ラブコメの王道。花火の音に紛れての告白。あとは「え? 何か言いました?」って返してくる海くんに「何でもないよ」と笑顔で返してやれば完璧だ。
悪戯の成功を確信してニマニマと海くんの方に目を向けると、
「...............え?」
茹だったのかってくらい顔が真っ赤に染め上がった海くんが見てとれた。
夏の夜。
花火の音が届かなくなるくらい、静かな時間がゆっくりと流れる。
✿ ❀ ✿ ❀ ✿
「ふぅ」
一息ついて、休憩でもしようかと三時間ほど触っていたギターをスタンドに置く。
アンプに繋がっているヘッドフォンを耳から外すと、窓を揺らすほどの低音が外から聞こえてきた。
そういえば、今日は花火大会があるとかって日菜が言っていたかしら。
生憎と日菜は仕事で、私自身あまり花火大会に興味が無かったため見に行くことはしなかったが、部屋で花火の音を拾うのもまた乙というものだ。

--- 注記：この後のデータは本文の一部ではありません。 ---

Issue #155, opened 2017-12-17
Node consoles should display version/deployment info


ichung:
We should have the motd display some sort of version info such as the timestamp at which the ISO was created to aid in checking which version of the cluster is deployed on a server

ichung:
We should include the git commit hash in this message as in #141, since we already have the machinery for baking it into the build.

PR #189, opened 2018-01-09
Add the current Git commit to the ISO

dmssargent:
This PR addresses the new concern in issue #155.

This commit does the following:
* Adds the hash of the current git HEAD to the preseed.cfg file.
* Adds a required option for the Git commit hash used to build the issue to the ISO's postinstall script
* The postinstall script writes a new line to the /etc/issue file of the new install, containing the commit hash used

### DIFF
--- a/building/build-debs/homeworld-admin-tools/resources/postinstall.sh
+++ b/building/build-debs/homeworld-admin-tools/resources/postinstall.sh
@@ -2,6 +2,7 @@
 echo "launching postinstall"
 
 BUILDDATE="$1"
+GIT_HASH="$2"
 
 . /usr/share/debconf/confmodule
 
@@ -10,6 +11,12 @@ set -e -u
 if [ "$BUILDDATE" = "" ]
 then
     echo "invalid build date" 1>&2
+    exit 1
+fi
+
+if [ "$GIT_HASH" = "" ]
+then
+    echo "invalid git hash" 1>&2
     exit 1
 fi
 
@@ -58,6 +65,7 @@ then
 fi
 
 echo "ISO used to install this node generated at: ${BUILDDATE}" >>/target/etc/issue
+echo "Git commit used to build the version: ${GIT_HASH}" >>/target/etc/issue
 echo "SSH host key fingerprints: (as of install)" >>/target/etc/issue
 for x in /target/etc/ssh/ssh_host_*.pub
 do
--- a/building/build-debs/homeworld-admin-tools/src/iso.py
+++ b/building/build-debs/homeworld-admin-tools/src/iso.py
@@ -10,6 +10,7 @@ import subprocess
 import util
 import packages
 import keycrypt
+from version import get_git_version
 
 PACKAGES = ("homeworld-apt-setup", "homeworld-knc", "homeworld-keysystem")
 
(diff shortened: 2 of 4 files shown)


building/build-debs/homeworld-admin-tools/src/iso.py
```diff
@@ -69,9 +69,12 @@ def gen_iso(iso_image, authorized_key, cdpack=None):
         preseeded = resource.get_resource("preseed.cfg.in")
         generated_password = util.pwgen(20)
         creation_time = datetime.datetime.now().isoformat()
+        git_hash = submodule.check_output("git", "rev-parse", "HEAD")
```
celskeggs: Are you sure that `submodule` is the right thing here? I don't have that available on my system, do you mean `subprocess`?

building/build-debs/homeworld-admin-tools/resources/postinstall.sh
```diff
@@ -2,6 +2,7 @@
 echo "launching postinstall"
 
 BUILDDATE="$1"
+GIT_HASH = "$2"
```
celskeggs: Might as well keep the spacing consistent.

building/build-debs/homeworld-admin-tools/src/iso.py
dmssargent: I do mean, subprocess. And as you can probably tell, I have not actually run this part of the build. 

When is the ISO generated in the Hyades build system?

celskeggs:
The ISO is generated by the `spire iso gen` command. You can look at `docs/deploy.md` for hints on how to run this.

I wasn't in the office at 1300 -- sorry about that; my schedule was posted on our zephyr class last night, and I didn't have time to check GitHub notifications before 1300.

I'll be in the office through at least 1730 today, and will probably be back later tonight.

building/build-debs/homeworld-admin-tools/src/iso.py
```diff
@@ -69,9 +69,12 @@ def gen_iso(iso_image, authorized_key, cdpack=None):
         preseeded = resource.get_resource("preseed.cfg.in")
         generated_password = util.pwgen(20)
         creation_time = datetime.datetime.now().isoformat()
+        git_hash = subprocess.check_output("git", "rev-parse", "HEAD")
```
celskeggs: This is the wrong invocation of check_output. It takes a single list parameter, not a variable number of parameters.

andersk: Also we’re not in the Git repository when this code runs.

celskeggs: Ah, yes. See `version.py` for the correct source of the version information.

dmssargent:
This PR has now been tested, and it works.

building/build-debs/homeworld-admin-tools/src/iso.py
```diff
@@ -69,9 +70,12 @@ def gen_iso(iso_image, authorized_key, cdpack=None):
         preseeded = resource.get_resource("preseed.cfg.in")
         generated_password = util.pwgen(20)
         creation_time = datetime.datetime.now().isoformat()
+        git_hash = get_resource("GIT_VERSION").decode().rstrip().encode()
```
celskeggs: It would probably be worth adding a function to `version.py` that gets the current version, because we don't want to duplicate that logic.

パックの紅茶に氷を入れてアイスティーを作りながら、そういえば昔、Roseliaと海くんの六人で花火を見に行ったことがあったなと思い出す。
「...あの時から、彼の目には彼女が映っていたのね」
私が告白した時に彼の言っていた、おそらく本音であろう断り文句。
何時ぞやの花火大会で、花火そっちのけで彼が見ていた相手。
「『好きな人がいるので』、か。全く......今思い出しても悔しいわね」
出来上がったアイスティーを口に含む。
砂糖はたっぷり入っているはずなのに、何故だか甘みは感じなかった。